How about that? The code used is pretty similar, isn't it? Of the 24 types of keys, there are 12 such key combinations.
Based on the above, the judgment is made as follows.
It's hard to understand, so if you give an example
The image is that the discrimination is divided into two parts like this. Both models use LightGBM.

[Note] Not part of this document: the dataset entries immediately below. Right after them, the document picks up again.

PR #469, opened 2022-11-02
find project / explore public projects

uclaros:
Added _Find project_ and _Explore public projects_ dialogs, accessible via the browser's context menus.

For EE/CE:
image

For old servers:
image

Find projects looks like this:
image

The switch workspaces text is only visible is there are more workspaces available.

Explore public projects looks like this:
image


uclaros:
I updated the dialogs to use paginated results and fetch more when the srollbar reaches the bottom.
Requests are still on main thread so the UI is blocked while fetching.
To mitigate this I used a hybrid approach that first filters on server side, then if all results are fetched, subsequent searches starting with the same string are done locally!

uclaros:
Results are fetched in a background thread now.
Local filtering when all results are fetched still applies.

tomasMizera:
Let's merge this to have only one branch :)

model_1 = lgbm.LGBMClassifier(class_weight='balanced') model_2 = lgbm.LGBMClassifier(class_weight='balanced') key_answer = df['key'] diatonic_answer = df['diatonic_type'] type_answer = df['key_type'] X = df[num_cols] y1 = df['diatonic_type_int'] for seed in [1, 4, 9, 16, 25]: #12 class classification (parallel key classification) X_train, X_test, y1_train, y1_test = train_test_split(X, y1, random_state=seed) model_1.fit(X_train, y1_train) y1_pred = model_1.predict(X_test) #String ([email protected]_return to minor) y1_pred_str = le_d.inverse_transform(y1_pred) #Binary classification with the same data (major or minor) train_index = y1_train.index test_index = y1_test.index y2_train = type_answer[train_index] y2_test = type_answer[test_index] model_2.fit(X_train, y2_train) y2_pred = model_2.predict(X_test) #Integrate the results of 12-class classification and binary classification y_pred =  for y1_, y2_ in zip(y1_pred_str, y2_pred): if y2_ == 1: ans = y1_.split('@') else: ans = y1_.split('@') y_pred.append(ans) y_test = key_answer[test_index]

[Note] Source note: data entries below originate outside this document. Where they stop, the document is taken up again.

PR #474, opened 2022-12-05
project name validation

alexbruy:
when creating a new project check that project name does not contain invalid characters


Mergin/test/test_utils.py
```diff
@@ -90,6 +90,81 @@ def test_datum_shift_grids(self):
...
+            ("projAUXect", True),
+            ("CONproject", True),
+            ("projectCON", True),
+            ("support", False),
+            ("helpdesk", False),
+            ("input", False),
+            ("lutraconsulting", False),
+            ("lutra", False),
+            ("merginmaps", False),
+            ("mergin", False),
```
varmar05, line 162: what about `admin` like? and maybe forbid `sales`?

alexbruy: Added both

Mergin/test/test_utils.py
```diff
@@ -90,6 +90,83 @@ def test_datum_shift_grids(self):
...
+            ("admin", False),
+            ("sales", False),
```
tomasMizera, line 164: Can you please add the same Chinese/Hebrew project names as you did for mobile https://github.com/MerginMaps/input/pull/2449/files#diff-33c6f9baefe15bf8b0b47c49256319fad26445333a6bf988a5f797ef60dae96eR232-R233 ? thanks!

tomasMizera (approved):
Code is looking good! :)

varmar05:
@tomasMizera I am wondering if we should not move this check to py-client as it would be useful for CLI as well
https://github.com/MerginMaps/mergin-py-client/blob/master/mergin/cli.py#L193

PR #475, opened 2022-12-08
Use new api/logic for _attention needed_

uclaros:
Requires https://github.com/MerginMaps/mergin-py-client/pull/152
Not yet tested


alexbruy (approved):
Code looks good to me

PR #489, opened 2023-03-31
Tracking setup for mobile application

alexbruy:
Add a new group to the Mergin project properties widget to setup tracking. User can activate/deactivate tracking and select desired tracking precision.
image
Tracking configuration then saved in the QGIS project file and will be used by mobile application.

If this is a first activation of tracking a new GPKG file called `tracking_layer.gpkg` with a `LineStringZM` layer will be created in the Mergin project folder and added to the project. Note, we require project to be saved before enabling tracking as otherwise we can not determine where to put GPKG file.

Peek 2023-03-31 12-45

### DIFF
--- a/Mergin/project_settings_widget.py
+++ b/Mergin/project_settings_widget.py
@@ -11,11 +11,18 @@ from qgis.core import (
     QgsFeature,
     QgsFeatureRequest,
     QgsExpression,
-    QgsVectorLayer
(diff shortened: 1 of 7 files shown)


alexbruy:
Suggestion applied (they were not presented in the specification).

As for the issue, I can't reproduce it on Linux and Windows
Peek 2023-04-27 09-02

5 times average Correct answer rate: 0.839 Macro recall: 0.826 Macro F1 score: 0.812
fp data Correct answer rate: 0.867
|Key||Correct answer rate (recall rate)|
The result of the 5-time average is a little lower than the result of LightGBM with 24 classifications. The prediction accuracy of the first stage (12 class classifications summarized in parallel key) was good at about 93%, but the overall correct answer rate has decreased in the second stage major or minor. As for fp data, misclassification of parallel tones accounted for most of the data. However, there were some songs that I didn't make a lot of mistakes in the 24 class classification.

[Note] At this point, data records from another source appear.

PR #494, opened 2023-05-23
add download vector tiles algorithm

alexbruy:
Add algorithm to download vector tiles from the remote server. This is a port of the native QGIS alorithm for older QGIS versions.
image
Also add "Export to MBTiles" entry to the vector tile layer context menu to make it more accessible
image

### DIFF
--- a/Mergin/plugin.py
+++ b/Mergin/plugin.py
@@ -478,8 +478,11 @@ class MerginPlugin:
             self.enable_toolbar_actions()
 
     def add_context_menu_actions(self, layers):
+        provider_names = ("vectortile")
+        if Qgis.versionInt() >= 33200:
+            provider_names = ("xyzvectortiles", "arcgisvectortileservice", "vtpkvectortiles")
         for l in layers:
-            if l.dataProvider().name() == "xyzvectortiles":
+            if l.dataProvider().name() in provider_names:
                 self.iface.addCustomActionForLayer(self.action_export_mbtiles, l)
 
     def unload(self):
--- a/Mergin/plugin.py
+++ b/Mergin/plugin.py
@@ -167,7 +167,7 @@ class MerginPlugin:
             self.action_show_changes.triggered.connect(self.view_local_changes)
 
             # add layer context menu action for downloading vector tiles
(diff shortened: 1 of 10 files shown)


wonder-sk (approved):

tomasMizera:
How about renaming the item title from "export to MBTiles" to "make available offline" or something similar @wonder-sk ?

wonder-sk:
> How about renaming the item title from "export to MBTiles" to "make available offline" or something similar @wonder-sk ?

"Make available offline..." is a good suggestion - less technical, easier to understand!

tomasMizera:
@alexbruy can you adjust the title in the context menu please? `Export to MB Tiles` -> `Make available offline...`

Mergin/plugin.py
```diff
@@ -165,6 +166,12 @@ def initGui(self):
             self.iface.addCustomActionForLayerType(self.action_show_changes, "", QgsMapLayer.VectorLayer, True)
             self.action_show_changes.triggered.connect(self.view_local_changes)
 
+            # add layer context menu action for downloading vector tiles
+            self.action_export_mbtiles = QAction("Make available offline…", self.iface.mainWindow())
```
tomasMizera, line 170: @alexbruy can we have this action only for vector tiles layers? Other layers are not supported anyways

alex-cit:
Using the artifact from here: https://github.com/MerginMaps/qgis-mergin-plugin/actions/runs/5711118032 , I am getting this error when using the *Make available offline* function on the default mergin maps vector tile basemap.
I tried it in QGIS 3.22 and QGIS 3.28.9 using new profiles with the same result.

`Traceback (most recent call last):
File "C:\Users/sarah/AppData/Roaming/QGIS/QGIS3\profiles\test-qgis328/python/plugins\Mergin\processing\algs\download_vector_tiles.py", line 137, in prepareAlgorithm
if layer.type() != Qgis.QgsMapLayerType.VectorTileLayer:
AttributeError: type object 'Qgis' has no attribute 'QgsMapLayerType'`

alexbruy:
@alex-cit, looks like you are using old aritfact, the latest on is https://github.com/MerginMaps/qgis-mergin-plugin/suites/14685256926/artifacts/833590555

I tried various things, but the result was that it was better to predict it as a 24-class classification obediently with LightGBM. After all LightGBM is amazing. It's not just accuracy that LightGBM is great. ** Learning speed is fast without any hurdles **. Therefore, I think it is a big advantage that the number of trials can be increased compared to other models such as parameter adjustment.
It's not that methods other than LightGBM are bad. For example, in Rule Base 1, the correct answer rate in minor is high, and it was found that the mode code is useful for classifying minor. Rule Base 2 confirmed the validity of my hypothesis. In logistic regression, it was found that the variation in the correct answer rate for each class was small. There is still room for parameter adjustment on support vector machines, so the correct answer rate may increase depending on the adjustment. The last two-step prediction with a different problem design may give good results depending on the model and parameters.
So, at present, I'm going to use LightGBM, which can easily produce high accuracy, but I'll take time to adjust the parameters. At that time, I will write the article again. It was a childish sentence, but thank you for reading it.